Relative entropy (Relative entropy) and mutual information (mutual information)

relative entropy (relative entropy), also known as KL divergence (Kullback–leibler divergence, simplified kld), Information divergence (information divergence), information gain (information gain).

This is not symmetrical, that is, only when P (x) =q (x) is established

—————————————————————————————————————————————————————————————————————————

—————————————————————————————————————————————————————————————————————————

Convex function:

Properties:

Among them, and

Piano Inequality (Jensen ' s inequality)

The piano inequality (Jensen ' s inequality) is named after the Danish mathematician John Qin (Johan Jensen). It gives the relation between the convex function value of integral and the integral value of convex function. There is a corollary to the assumption that the secant of any two points on a convex function must be above the function image of the two points, namely:

version of probability theory in terms of probability theory, is aProbability measure . function swap for real valueRandom variables (in pure mathematics, there is no difference between the two). In the space, any function relative to the probability measure the integral is theExpectations . The inequality says that if is either a convex function, the .

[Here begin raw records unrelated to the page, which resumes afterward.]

PR #1338, opened 2020-03-05
Introduce Weight predicate

ruudk:
I noticed this odd looking double Regexp in my Kubernetes Skipper instance:
```eskip
route: 
    Host(/^www[.]xxx[.]no$/) && 
    PathRegexp(/.*/) && 
    PathRegexp(/.*/) && 
    Header("X-Forwarded-Proto", "http")
    -> <roundRobin, "http://xxx:80">;
```

Turns out it's by design:
https://github.com/zalando/skipper/blob/ae2a3bfe499c888154a630bbab008de4a84b11c3/dataclients/kubernetes/redirect.go#L90-L99

Let's fix this.

## Todo

- [x] Add more tests
- [x] Add documentation

### DIFF
--- a/dataclients/kubernetes/redirect.go
+++ b/dataclients/kubernetes/redirect.go
@@ -7,6 +7,7 @@ import (
 
 	log "github.com/sirupsen/logrus"
 	"github.com/zalando/skipper/eskip"
+	"github.com/zalando/skipper/routing"
 )
 
 const (
@@ -87,16 +88,11 @@ func initRedirectRoute(r *eskip.Route, code int) {
 	}
 	r.Headers[forwardedProtoHeader] = "http"
 
-	// the below duplicate any-path (.*) is set to make sure that
-	// the redirect route has a higher priority during matching than
-	// the normal routes that may have max 2 predicates: path regexp
-	// and host.
-	//
-	// A better solution might be to implement a Weight() predicate
-	// and apply it here.
-	//
-	r.PathRegexps = append(r.PathRegexps, ".*")
-	r.PathRegexps = append(r.PathRegexps, ".*")
+	// Give this route a higher weight so that it will get precedence over existing routes
+	r.Predicates = append([]*eskip.Predicate{{
+		Name: routing.WeightPredicateName,
+		Args: []interface{}{float64(1000)},
+	}}, r.Predicates...)
 
 	r.Filters = append(r.Filters, &eskip.Filter{
 		Name: "redirectTo",
@@ -113,16 +109,11 @@ func initDisableRedirectRoute(r *eskip.Route) {
 	}
 	r.Headers[forwardedProtoHeader] = "http"
 
-	// the below duplicate any-path (.*) is set to make sure that
-	// the redirect route has a higher priority during matching than
-	// the normal routes that may have max 2 predicates: path regexp
-	// and host.
-	//
-	// A better solution might be to implement a Weight() predicate
-	// and apply it here.
-	//
-	r.PathRegexps = append(r.PathRegexps, ".*")
-	r.PathRegexps = append(r.PathRegexps, ".*")
+	// Give this route a higher weight so that it will get precedence over existing routes
+	r.Predicates = append([]*eskip.Predicate{{
+		Name: routing.WeightPredicateName,
+		Args: []interface{}{float64(1000)},
+	}}, r.Predicates...)
 }
 
 func globalRedirectRoute(code int) *eskip.Route {
--- a/docs/reference/predicates.md
+++ b/docs/reference/predicates.md
@@ -128,6 +128,30 @@ Host(/^my-host-header\.example\.org$/)
 Host(/header\.example\.org$/)
 ```
 
+## Weight (priority)
+
+By default, the weight (priority) of a route is determined by the number of defined predicates.
+
+If you want to give a route more priority, you can give it more weight.
+
+Parameters:
+
+* Weight (int)
+
+Example where `route2` has more priority because it has more predicates:
+
+```
+route1: Path("/test") -> "http://www.zalando.de";
+route2: Path("/test") && True() -> "http://www.zalando.de";
+```
+
+Example where `route1` has more priority because it has more weight:
+
+```
+route1: Path("/test") && Weight(100) -> "http://www.zalando.de";
+route2: Path("/test") && True() && True() -> "http://www.zalando.de";
+```
+
 ## Method
 
 The HTTP method that the request must match. HTTP methods are one of
--- a/routing/matcher.go
+++ b/routing/matcher.go
@@ -33,6 +33,7 @@ type leafMatcher struct {
 	hasFreeWildcardParam bool
 	exactPath            string
 	method               string
+	weight               int
 	hostRxs              []*regexp.Regexp
 	pathRxs              []*regexp.Regexp
 	headersExact         map[string]string
@@ -44,7 +45,7 @@ type leafMatcher struct {
 type leafMatchers []*leafMatcher
 
 func leafWeight(l *leafMatcher) int {
-	w := 0
+	w := l.weight
 
 	if l.method != "" {
 		w++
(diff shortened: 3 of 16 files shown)


eskip/eskip.go
```diff
@@ -133,6 +133,10 @@ type Route struct {
 	// E.g. PathRegexp(/\/api\//)
 	PathRegexps []string
 
+	// Base weight of the route.
+	// E.g. Weight(50)
+	Weight int
```
aryszka: We'd like to make these explicit predicate fields deprecated, and use only the Predicate slice field for new predicates. Please remove this field and create a predicate spec like the ones here: https://godoc.org/github.com/zalando/skipper/predicates

ruudk: I cannot get this to work. See my last commit, especially this: https://github.com/zalando/skipper/pull/1338/commits/c79e86d3ac8aef7a1a438f53685b1ccbf7cec75a#diff-ae803bdbe486828b2ecb3c8a0b06a9d9R139-R147

Any advice on how to structure this?

routing/matcher.go
```diff
@@ -135,6 +136,15 @@ func canonicalizeHeaderRegexps(hrx map[string][]*regexp.Regexp) map[string][]*re
 	return chrx
 }
 
+func extractWeight(r *Route) int {
+	//for _, p := range r.Predicates {
+	//	if w, ok := p.(weight.Predicate); ok {
+	// 		THIS IS IMPOSSIBLE >> import cycle not allowed
```
aryszka: indeed. Let me think of an approach...

aryszka: what i am thinking about is that this not so much the functionality of the predicate, but the routing package itself. We can see that the Match() method is always true. So we can either:

1. move the predicate to the routing package
2. use only the eskip name to identify the predicate while processing the route configuration and parse the arguments in the routing package

no better idea right now. @szuecs , what do you think?

eskip/eskip.go
ruudk: Btw, should all these predicates be extracted to separate predicates? Seem like a nice refactoring that I can work on if you give me the OK.

routing/matcher.go
aryszka: thought of it a bit, and I like now 2. better.

szuecs: I am with you, do 2.

szuecs:
Beware that in general you don't need the PathRegexp for this, you can also use `True()`

routing/matcher.go
aryszka: for example, it could look like this:

https://github.com/ruudk/skipper/pull/1

ruudk:
Applied your code changes and made everything working again. What do you think? :)

docs/reference/predicates.md
```diff
@@ -128,6 +128,30 @@ Host(/^my-host-header\.example\.org$/)
...
+```
+route1: Path("/test") -> "http://www.zalando.de";
+route2: Path("/test") && PathRegexp(".*") -> "http://www.zalando.de";
+```
+
+Example where `route1` has more priority because it has more weight:
+
+```
+route1: Path("/test") && Weight(100) -> "http://www.zalando.de";
+route2: Path("/test") && PathRegexp(".*") && PathRegexp(".*") -> "http://www.zalando.de";
```
szuecs: Please replace PathRegexp() with True().
Can you also show an example where Weight() does not apply, for example a better Path/PathSubtree match?

dataclients/kubernetes/redirect.go
```diff
@@ -87,16 +88,11 @@ func initRedirectRoute(r *eskip.Route, code int) {
...
-	//
-	// A better solution might be to implement a Weight() predicate
-	// and apply it here.
-	//
-	r.PathRegexps = append(r.PathRegexps, ".*")
-	r.PathRegexps = append(r.PathRegexps, ".*")
+	// Give this route a higher weight so that it will get precedence over existing routes
+	r.Predicates = append([]*eskip.Predicate{{
+		Name: routing.WeightPredicateName,
+		Args: []interface{}{float64(1000)},
```
aryszka: float64 appears in many places, because some time ago we decided that we parse numbers always as float. While this should be revisited at some point, there are already filters and predicates that also accept numbers as ints, and if we define in-memory eskip objects, and the filter or predicate accepts ints, then it's unnecessary to pass in floats. The weight predicates accepts ints, so let's just use an int here, too.

dataclients/kubernetes/redirect.go
```diff
@@ -113,16 +109,11 @@ func initDisableRedirectRoute(r *eskip.Route) {
...
```
aryszka: see previous comment, no need to use float64

aryszka:
thx! Generally, lgtm. I have only those minor comments.

xavivars:
It would be great if this change allowed the custom predicates to also have a custom weight.

aryszka:
@xavivars I see how the weights for custom predicates can be useful, e.g. based on one of the examples here: https://docs.google.com/document/d/1fBrCTcvDGFVmCnmcwTevOfCa9j86TewAnn-D1U-Xtas/edit?ts=5e676b6f# . But at this stage I vote for merging this PR without custom predicates having a weight, and discuss this suggestion separately. Maybe a followup feature.

xavivars:
I'm happy with your approach, as long as we keep the conversation going.

@szuecs's proposal of evaluating always `Host` before any other predicate makes a lot of sense to me, and would make sure in cases like the one below, the right route gets selected.

Routes file:
```
Host('example.org') && PathPrefix('backend/') -> http://backend.example.org
Host('example.org') -> status(404) -> http://404page.example.org

Path(“/foobar”) -> http://my-second-backend;
```
With this setup, I'd would expect a request going to 'example.org/foobar' to show a 404. Instead, it'll show the content of http://my-second-backend/foobar.

Does it make sense?

dataclients/kubernetes/redirect.go
ruudk: If I don't add the `float64` it will become an `int`, and then a lot of tests start to fail. Example:
```
    TestEnableHTTPSRedirectFromIngress: httpsredirect_test.go:372:   []*eskip.Route{
          	&{Id: "kube___catchall__api_example_org____", HostRegexps: []string{"^api[.]example[.]org$"}, BackendType: s"shunt"},
          	&{Id: "kube___catchall__www_example_org____", HostRegexps: []string{"^www[.]example[.]org$"}, BackendType: s"shunt"},
          	&{
          		... // 5 identical fields
          		Headers:       map[string]string{"X-Forwarded-Proto": "http"},
          		HeaderRegexps: nil,
          		Predicates: []*eskip.Predicate{
          			&{
          				Name: "Weight",
        - 				Args: []interface{}{int(1000)},
        + 				Args: []interface{}{float64(1000)},
          			},
          		},
```

How to fix?

docs/reference/predicates.md
ruudk: > Please replace PathRegexp() with True().

Done

> Can you also show an example where Weight() does not apply, for example a better Path/PathSubtree match?

Is this needed? I think this is clear enough?

aryszka: IMHO, it's fine like this. @szuecs is there a specific example on your mind?

dataclients/kubernetes/redirect.go
aryszka: my bad, didn't realize that in the tests we compare the routing output to routing parsed from text. :+1:

aryszka:
@xavivars Yes, it makes sense.

I think this PR is good enough for the Weight() predicate, and I'd like to steer the further conversation to this doc: https://docs.google.com/document/d/1fBrCTcvDGFVmCnmcwTevOfCa9j86TewAnn-D1U-Xtas/edit?ts=5e686b13#heading=h.874ji3wxbpuc

aryszka:
:+1:

eskip/eskip.go
aryszka: Absolutely. But please open the pull request against the release/v1 branch. Thanks in advance!

docs/reference/predicates.md
szuecs: I thought like this:

```
r1: PathSubtree("/foo") && Weight(100) -> status(200) -> "<shunt>"
r2: PathSubtree("/foo/bar") -> status(201) -> "<shunt>"
```
This request will match r2: `GET /foo/bar HTTP/1.1`

szuecs:
:+1:

xavivars:
Thanks for merging! This already allows us to solve all our use cases as long as we make sure host is in all routes.

ruudk:
Great to hear :)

E represents expectations. The Jensen inequalities of the continuous type variables are:

The Jensen inequalities are applied to the relative entropy, and are:

Relative entropy and likelihood function

Assuming that the unknown is actually distributed, we want to use a parametric model that combines n observations to determine an optimal simulation of the real distribution. A natural approach is to use the KL distance as the error function to determine the optimal parameter value by minimizing the KL distance and the standard.

The above error function is derivative with respect to the parameter, it is known that the minimum KL distance is equivalent to the maximization likelihood function .

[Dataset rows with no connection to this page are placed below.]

PR #1339, opened 2020-03-05
InlineContent > Replace \n with newline

ruudk:
```eskip
test_robots:
        Path("/robots.txt")
        -> setResponseHeader("Content-Type", "text/plain")
        -> inlineContent("User-agent: *\nDisallow: /")
        -> <shunt>;
```

```bash
$ http get localhost:9090/robots.txt
HTTP/1.1 200 OK
Content-Length: 25
Content-Type: text/plain
Date: Thu, 05 Mar 2020 19:04:35 GMT
Server: Skipper

User-agent: *
Disallow: /
```

I think we only need this in `inlineContent` filter. If you think it's better, we can also try to get this support in [eskip lexer](https://github.com/zalando/skipper/blob/master/eskip/lexer.go#L127) so that it works everywhere.

### DIFF
--- a/filters/builtin/inlinecontent.go
+++ b/filters/builtin/inlinecontent.go
@@ -5,6 +5,7 @@ import (
 	"io/ioutil"
 	"net/http"
 	"strconv"
+	"strings"
 
 	"github.com/zalando/skipper/filters"
 )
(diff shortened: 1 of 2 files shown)


szuecs:
Why not use the setResponseHeader filter, instead?

ruudk:
How would that help? I want to return inline content with new lines. It only works when I insert real line breaks. But sometimes that looks weird and ugly so I want to just type `\n` for every line break and the filter should convert it to a real line break.

szuecs:
@ruudk inlineContent is about the body, not the header and I would not mix that.
https://github.com/zalando/skipper/pull/1336 might solve the problem of the problem to replace \n with \r\n. wdyt?

ruudk:
this is a robots.txt format. User-Agent is no header but part of the inline content.

ruudk:
See https://m.zalando.de/robots.txt as an example

szuecs:
Then the sed filter would solve your problem.

PR #1340, opened 2020-03-06
Refactor/origin marker

aryszka:
the origin markers are now set on an arbitrary route that doesn't necessarily gets updated/deleted when a partial update happens. Here using a dedicated route, that has always the same ID, and is only set when there is a change or a full reset.


szuecs:
:+1:

aryszka:
:+1:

Mutual information (mutual information)

Mutual information describes two variables that contain information about each other. defined as the KL distance between two distributions and

According to the nonnegative nature of relative entropy, mutual information is non-negative, and when only two variables are independent, mutual information is zero.

The mutual information can be seen as the degree to which the uncertainty of another variable is reduced when one variable is known.

"PRML Reading notes-chapter1-introduction" 1.6 Information theory

Contact Us

The content source of this page is from Internet, which doesn't represent Alibaba Cloud's opinion; products and services mentioned on that page don't have any relationship with Alibaba Cloud. If the content of the page makes you feel confusing, please write us an email, we will handle the problem within 5 days after receiving your email.

If you find any instances of plagiarism from the community, please send an email to: info-contact@alibabacloud.com and provide relevant evidence. A staff member will contact you within 5 working days.

A Free Trial That Lets You Build Big!

Start building with 50+ products and up to 12 months usage for Elastic Compute Service

  • Sales Support

    1 on 1 presale consultation

  • After-Sales Support

    24/7 Technical Support 6 Free Tickets per Quarter Faster Response

  • Alibaba Cloud offers highly flexible support services tailored to meet your exact needs.